“They try for the extra point,” the announcer called. What did it matter? The game was won.

“It’s good! What matter? The score stands 13 to 7. One minute to play. Time out. The Red Rover is leaving the game.”

What did it matter? The game was won.

* * * * * * * *

Tom Howe’s mop-up men did their work well. Angelo the impostor and his band of crooks and kidnapers were sent to jail; not, however, until their bank accounts were exhausted, their safety boxes emptied, paying back the money they had hoped to steal.

With a pilot imported from Houghton, Johnny rode in the big amphibian with Drew’s prisoners back to the city. Drew rode alone in the red racer.
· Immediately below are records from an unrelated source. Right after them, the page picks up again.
PR #533, opened 2019-05-30
Add root page for Azure Search Service and warmup config

joelverhagen:
1. Make the root page "/" return something (`{"Success":true}`)
1. Add a web.config setting to tell Azure Web Apps to call a specific endpoint for warming an instance

Given that gallery has two health probe endpoint implementations by design, I introduced a `SearchStatusOptions` to select exactly what dependencies we want to check for a health probe. This will make course changes easier for Azure Search service in the future.

### DIFF
--- a/src/NuGet.Services.SearchService/Controllers/SearchController.cs
+++ b/src/NuGet.Services.SearchService/Controllers/SearchController.cs
@@ -43,11 +43,27 @@ namespace NuGet.Services.SearchService.Controllers
 
         [HttpGet]
         [ResponseType(typeof(SearchStatusResponse))]
+        public async Task<HttpResponseMessage> IndexAsync(HttpRequestMessage request)
+        {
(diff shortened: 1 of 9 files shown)


src/NuGet.Services.SearchService/Controllers/SearchController.cs
```diff
@@ -41,13 +41,29 @@ public class SearchController : ApiController
...
         }
 
+        [HttpGet]
+        [ResponseType(typeof(SearchStatusResponse))]
+        public async Task<HttpResponseMessage> IndexAsync(HttpRequestMessage request)
+        {
+            var result = await GetStatusAsync(SearchStatusOptions.All);
+            var statusCode = result.Success ? HttpStatusCode.OK : HttpStatusCode.InternalServerError;
+
+            // Hide all information exception the success boolean. This is the root page so we can keep it simple.
```
joelverhagen: except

As for Red, a cold shower woke him from the half-trance that had carried him to victory in one of the famous football games of history. Two days later he found himself sitting before a small fire in his own room, meditating on the future. Berley Todd had urged him to visit her in her father’s palatial home. Would he go? She had asked him to go with her to Isle Royale in the good old summer time.

“Isle Royale,” he murmured. “The land of dreams.” Would he go?

The Grand Old Man was leaving football forever. Should he, too, leave and go back to the steel mill? Surely life was strange.

A book lay on his lap. It was “Burton’s Analytic Geometry.” He must dig in. He dug.